First, some thoughts from people who know what they’re talking about:
https://twitter.com/MrMubinShaikh/status/995047235946676224
https://twitter.com/MrMubinShaikh/status/995048194802413568
https://twitter.com/MrMubinShaikh/status/995106705267666944
https://twitter.com/StephanieCarvin/status/995063490866905088
https://twitter.com/StephanieCarvin/status/995063493035409408
https://twitter.com/StephanieCarvin/status/995063494901874690
https://twitter.com/StephanieCarvin/status/995063496847970304
Other observations: We keep getting from the Conservatives this false notion that the Prime Minister welcomes back former terrorists with hugs, cheques, and that they send them away to poetry classes, all of which is complete bullshit, and conflates a number of issues that is not helpful in any of this.

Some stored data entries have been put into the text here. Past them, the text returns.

PR #6649, opened 2026-01-30
Add recipes to find end-of-life & normalize Docker base images

timtebeek:
## Summary

- Adds `FindEndOfLifeDockerImages` recipe that detects Docker base images that have reached end-of-life
- Reports findings in a data table with image details, EOL dates, and suggested replacements
- Includes recipe in `DockerSecurityBestPractices` composite recipe

## Problem

Using end-of-life Docker base images poses security risks as they no longer receive security patches. Users need a way to identify which Dockerfiles use EOL images so they can upgrade to supported versions.

## Solution

Created a search recipe that:
- Detects common EOL images: Debian (jessie, stretch, buster), Ubuntu (14.04-20.04), Alpine (3.14-3.17), Python (3.7, 3.8), Node.js (14, 16, 18)
- Uses glob patterns to match image variants (e.g., `buster-slim`, `3.7-alpine`)
- Reports findings in `EolDockerImages` data table
- Marks Dockerfile FROM instructions with SearchResult containing EOL date and suggested replacement
- Optional `includeApproaching` parameter to flag images approaching EOL within 6 months

## Test plan

- [x] Existing tests pass
- [x] 22 new tests covering all EOL image types and edge cases

### DIFF
--- a/rewrite-docker/src/test/java/org/openrewrite/docker/DockerBestPracticesTest.java
+++ b/rewrite-docker/src/test/java/org/openrewrite/docker/DockerBestPracticesTest.java
@@ -17,30 +17,16 @@ package org.openrewrite.docker;
 
 import org.junit.jupiter.api.Test;
 import org.openrewrite.DocumentExample;
-import org.openrewrite.config.Environment;
 import org.openrewrite.test.RecipeSpec;
 import org.openrewrite.test.RewriteTest;
 
-import static org.assertj.core.api.Assertions.assertThat;
 import static org.openrewrite.docker.Assertions.docker;
 
 class DockerBestPracticesTest implements RewriteTest {
 
     @Override
     public void defaults(RecipeSpec spec) {
-        spec.recipe(Environment.builder()
-                .scanRuntimeClasspath("org.openrewrite.docker")
-                .build()
-                .activateRecipes("org.openrewrite.docker.DockerBestPractices"));
-    }
-
-    @Test
-    void recipeLoadsSuccessfully() {
-        assertThat(Environment.builder()
-                .scanRuntimeClasspath("org.openrewrite.docker")
-                .build()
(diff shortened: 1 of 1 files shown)


rewrite-docker/src/main/java/org/openrewrite/docker/search/EolImage.java
```diff
@@ -0,0 +1,121 @@
...
+    PYTHON_3_8("python", new String[]{"3.8", "3.8.*", "3.8-*"},
+            LocalDate.of(2024, 10, 31), "3.12 or 3.11"),
+
+    // Node.js releases - https://nodejs.org/en/about/releases/
+    NODE_14("node", new String[]{"14", "14.*", "14-*"},
+            LocalDate.of(2023, 4, 30), "22 or 20"),
+    NODE_16("node", new String[]{"16", "16.*", "16-*"},
+            LocalDate.of(2024, 4, 30), "22 or 20"),
+    NODE_18("node", new String[]{"18", "18.*", "18-*"},
+            LocalDate.of(2025, 4, 30), "22 or 20");
```
timtebeek: Move the data on EOL images into a classpath resource.

rewrite-docker/src/main/resources/eol-images.yaml
```diff
@@ -0,0 +1,101 @@
...
+
+- imageName: node
+  tagPatterns: ["16", "16.*", "16-*"]
+  eolDate: "2024-04-30"
+  suggestedReplacement: 22 or 20
+
+- imageName: node
+  tagPatterns: ["18", "18.*", "18-*"]
+  eolDate: "2025-04-30"
+  suggestedReplacement: 22 or 20
```
shanman190: Maybe node 24 or 22 instead?

timtebeek: Yeah definitely, this part so far was Claude. :)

The Omar Khadr settlement is not because of anything he is alleged to have done as a minor while in Afghanistan, but because he was tortured by the Americans with the full knowledge of our intelligence agencies in breach of his Charter rights. That’s kind of a big deal. And those “poetry classes” are derisive attempts to conflate rehabilitation with de-radicalization in the Countering Violent Extremism programme, which is extremely valuable because it prevents them from becoming terrorists. But instead, we get demands that, in order to look tough, both distort the situation and that would in all likelihood jeopardise actual criminal investigations if they were seriously acted upon. Was the news of this podcast “confession” concerning? Yes. But does a half-cocked meltdown that completely misrepresents the whole situation help? Nope. In fact, it probably does more damage in the long run, feeding the paranoia of the likes of the Quebec mosque shooter, who radicalized by internalizing these very kinds of irresponsible messages. Not that the Conservatives care if there are points to be scored.